Akan tetapi, lantaran terdapat PMK No.35 tahun 2014, wewenang BPOM untuk mengawasi peredaran obat di apotek beralih ke Kementerian Kesehatan.
"Apotek ada dua, apotek biasa dan apotek rakyat, toko obat yang telah dinaikkan statusnya menjadi apotek karena menjual obat resep dokter. Nah, sudah menjadi tugas Kementerian Kesehatan untuk mengawasi apotek-apotek tersebut," kata Marius.

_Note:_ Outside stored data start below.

PR #884, opened 2022-01-12
Specify naming conventions of Scientific Pitch Notation

### LINKED ISSUE #883: Minor clarification of pitch specification in guidelines
@alastair has improved the description of pitch and octave by adding a link to Wikipedia to explain ASA pitch specification and an explicit pointer that the octave changes between B and C (and not between G and A). 

These are helpful, but we could be more explicit by clarifying the octave specification here rather than relying solely on the link. I'd suggest this has three parts (the first of which is now there): octave changes between B-C, C4(?) is middle C, and so B3 is the note one semitone below.

musicEnfanthen:
This PR further clarifies the naming conventions of Scientific Pitch Notation in the CMN chapter of the guidelines (section `Notes, Chords and Rests in CMN`).

Fixes #883.


rettinghaus (approved):

DILewis (changes requested):
I think this is great (it may be a little over detailed now, but that's a better place to be). Could we remove 'albeit', though? If something is absolutely needed here to replace it, 'in MEI', 'here' or 'but' are all preferable, I think.

musicEnfanthen:
Thanks for the feedback. 

Probably the main difficulty of the entire passage is that SPN uses capital letters to indicate pitch names (and the passage here refers to pitches mostly in capital letters, too), but the `pname` attribute in MEI uses lower case. I guess this could be another source of confusion when someone tries to enter upper case pitch name values?

So maybe (changes indicated in bold formatting):

The default values for `pname` and `oct` conform to the Scientific Pitch Notation (SPN) (also known as American Standard Pitch Notation) **in a slightly modified way**; that is, the letters A–G, **but** in lower case, indicate the musical note name of a pitch, and the numbers 0–9 indicate the octave range to which a note belongs. The value for <att>oct</att> changes between B and ...

Would that work?

DILewis:
How about something like:

"The default values for `@pname` and `@oct` use the Scientific Pitch Notation (SPN) (also known as American Standard Pitch Notation), where the letters A-G indicate the musical note name of a pitch, and the numbers 0–9 indicate the octave range to which it belongs. `@pname` differs only by using lower case values for pitches (a-g instead of A-G). The value for oct changes between B and ..."

source/docs/04-cmn.xml
```diff
@@ -256,13 +256,13 @@
...
+                        <p>The default values for <att>pname</att> and <att>oct</att> conform to the <ref target="https://en.wikipedia.org/wiki/Scientific_pitch_notation">Scientific Pitch Notation (SPN)</ref> (also known as American Standard Pitch Notation); that is, the letters A–G, albeit in lower case, indicate the musical note name of a pitch, and the numbers 0–9 indicate the octave range to which a note belongs. The value for <att>oct</att> changes between B and C, that is, octave ranges go from C, D, …, G, A, to B. For example, the so-called <hi rend="italic">middle C</hi> or <hi rend="italic">c'</hi> (the C in the middle, i.e. fourth C key from left, on a standard 88-key piano keyboard) is represented on the first ledger line in G clef notation and labelled as <hi rend="italic">C4</hi> in the naming convention of SPN, the note one semitone below would be labelled <hi rend="italic">B3</hi>, and <hi rend="italic">A4</hi> would refer to the first A above <hi rend="italic">C4</hi>.</p>
```
```suggestion
                        <p>The default values for <att>pname</att> and <att>oct</att> conform to the <ref target="https://en.wikipedia.org/wiki/Scientific_pitch_notation">Scientific Pitch Notation (SPN)</ref> (also known as American Standard Pitch Notation); that is, the letters A–G indicate the musical note name of a pitch, and the numbers 0–9 indicate the octave range to which a note belongs. <att>pname</att> values differ from this convention only by using lower case values for pitches (a–g instead of A-G). The value for <att>oct</att> changes between B and C, that is, octave ranges go from C, D, …, G, A, to B. For example, the so-called <hi rend="italic">middle C</hi> or <hi rend="italic">c'</hi> (the C in the middle, i.e. fourth C key from left, on a standard 88-key piano keyboard) is represented on the first ledger line in G clef notation and labelled as <hi rend="italic">C4</hi> in the naming convention of SPN, the note one semitone below would be labelled <hi rend="italic">B3</hi>, and <hi rend="italic">A4</hi> would refer to the first A above <hi rend="italic">C4</hi>.</p>
```

DILewis (approved):

source/docs/04-cmn.xml
```diff
@@ -256,13 +256,13 @@
                            <item>octave (using @oct)</item>
                            <item>duration (using @dur)</item>
                         </list>
-                        <p>A typical note, in this case a quarter note C4, is therefore encoded like so: <figure>
+                        <p>A single note, in this case a quarter note C4, is therefore encoded like so: <figure>
```
ahankinson:
```suggestion
                        <p>A single note, in this case a quarter note C4, is therefore encoded as: <figure>
```

source/docs/04-cmn.xml
```diff
@@ -256,13 +256,13 @@
...
+                        <p>The default values for <att>pname</att> and <att>oct</att> conform to the <ref target="https://en.wikipedia.org/wiki/Scientific_pitch_notation">Scientific Pitch Notation (SPN)</ref> (also known as American Standard Pitch Notation); that is, the letters A–G indicate the musical note name of a pitch, and the numbers 0–9 indicate the octave range to which a note belongs. <att>pname</att> values differ from this convention only by using lower case values for pitches (a–g instead of A-G). The value for <att>oct</att> changes between B and C, that is, octave ranges go from C, D, …, G, A, to B. For example, the so-called <hi rend="italic">middle C</hi> or <hi rend="italic">c'</hi> (the C in the middle, i.e. fourth C key from left, on a standard 88-key piano keyboard) is represented on the first ledger line in G clef notation and labelled as <hi rend="italic">C4</hi> in the naming convention of SPN, the note one semitone below would be labelled <hi rend="italic">B3</hi>, and <hi rend="italic">A4</hi> would refer to the first A above <hi rend="italic">C4</hi>.</p>
```
ahankinson:
```suggestion
                        <p>The default values for <att>pname</att> and <att>oct</att> conform to the <ref target="https://en.wikipedia.org/wiki/Scientific_pitch_notation">Scientific Pitch Notation (SPN)</ref> (also known as American Standard Pitch Notation); that is, the letters A–G indicate the musical note name of a pitch, and the numbers 0–9 indicate the octave range to which a note belongs. <att>pname</att> values differ from this convention only by using lower case values for pitches (a–g instead of A-G). The value for <att>oct</att> changes between B and C, that is, octave ranges go from C, D, …, G, A, to B. For example, <hi rend="italic">middle C</hi> or <hi rend="italic">c'</hi> (the C in the middle, i.e. fourth C key from left, on a standard 88-key piano keyboard) is represented on the first ledger line in G clef notation and labelled as <hi rend="italic">C4</hi>, in the naming convention of SPN. The note one semitone below would be labelled <hi rend="italic">B3</hi>, and <hi rend="italic">A4</hi> would refer to the first A above <hi rend="italic">C4</hi>.</p>
```

ahankinson: The diff doesn't really help with the suggestion. What I suggested is removing "so-called" (it's common enough practice to call it middle C that we don't need to caveat it), and splitting the "For example" sentence as it was starting to run on.  So:

"...first ledger line in G clef notation and labelled as C4 in the naming convention..."

becomes

"...first ledger line in G clef notation and labelled as C4. In the naming convention..."

source/docs/04-cmn.xml
musicEnfanthen: Thank you.

source/docs/04-cmn.xml
musicEnfanthen: Thank you for this observation, too. I initially used "so-called" because there are (non-piano-guided) views that see other C's than C4 in the middle of their instrumental ambitus and call them "middle C". But probably you are right and these cases are less common.

Agree with splitting the long example sentence. If you don't mind, I would split it after "in the naming convention of SPN", since the main point of the first part of this sentence is to clarify that middle C is expressed as C4 in SPN ;)

For the diff, I was wondering about the missing highlighting colors already, maybe something is wrong inline with my last commit (the three dots?)?

musicEnfanthen: I checked once more and there seems to be everything OK with the formatting, but a kind of length maximum for Github GUI's diff highlighting mechanism.

ahankinson: I've updated the sentence break.

musicEnfanthen: Many thanks!

bwbohl (approved):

Kementerian Kesehatan tidak membantah bahwa vaksin bisa dibeli di apotek rakyat.
"Karena tersedia barangnya, ada yang dipasarkan (apotek rakyat)," ujar Kepala Biro Komunikasi dan Pelayanan Masyarakat Kemenkes Oscar Primadi seraya menghela napas panjang.
Untuk kontrol dan pengawasan, Oscar merujuk Badan Pengawas Obat dan Makanan.
"Fungsi pengawasan ada di BPOM. Kalau untuk pengadaan vaksin, terus terang sudah sesuai dengan rantai distribusinya, sudah terstruktur. Malah catatan pelaporannya sudah kita bakukan," kata Oscar.
Penelusuran
Badan Pengawas Obat dan Makanan sendiri mengaku telah menelusuri pemalsuan vaksin, namun jumlahnya tidak sebesar yang ditemukan kepolisian.
"Sudah lama vaksin palsu kita deteksi ada, 2014 sudah kita telusuri. Tetapi waktu itu sporadis sekali, ada yang di Aceh. Kita ketemu juga di Kramat Jati. Tapi waktu itu jumlahnya kecil, yang ditangkap Bareskrim ini jumlahnya besar," kata Pelaksana Tugas Kepala Badan Pengawas Obat dan Makanan, Tengku Bahdar Johan Hamid.
Berdasarkan keterangan Kepala Divisi Hubungan Masyarakat Polri, Irjen Pol Boy Rafli Amar, dari 10 orang yang ditahan, lima orang di antara mereka diduga sebagai produsen, dua orang kurir, 2 orang penjual atau distributor, dan seorang pencetak label.
Pemalsuan ini sudah berlangsung sejak 2003 dan didistribusikan ke seluruh Indonesia. Keuntungan yang didapat dari praktik itu mencapai Rp25 juta setiap minggu.
Polisi, kata Boy, masih mengembangkan penyelidikan kasus ini terkait dugaan keterlibatan aparat negara.
"Karena vaksin ini kan obat yang distribusinya khusus ya, tidak bisa melalui jalur bebas. Biasanya (distribusi) dilakukan dinas-dinas kesehatan yang berada di daerah," ujar Boy.
Melalui Peraturan Menteri Kesehatan (PMK) No. 42 tahun 2014 tentang Penyelenggaraan Imunisasi, pengadaan vaksin hingga distribusi menjadi tanggung jawab pemerintah.
Dengan demikian, pemerintah (pusat dan daerah) bertanggung jawab terhadap pengadaan yaitu membeli dari perusahaan farmasi, lalu pemerintah pula yang mendistribusikannya.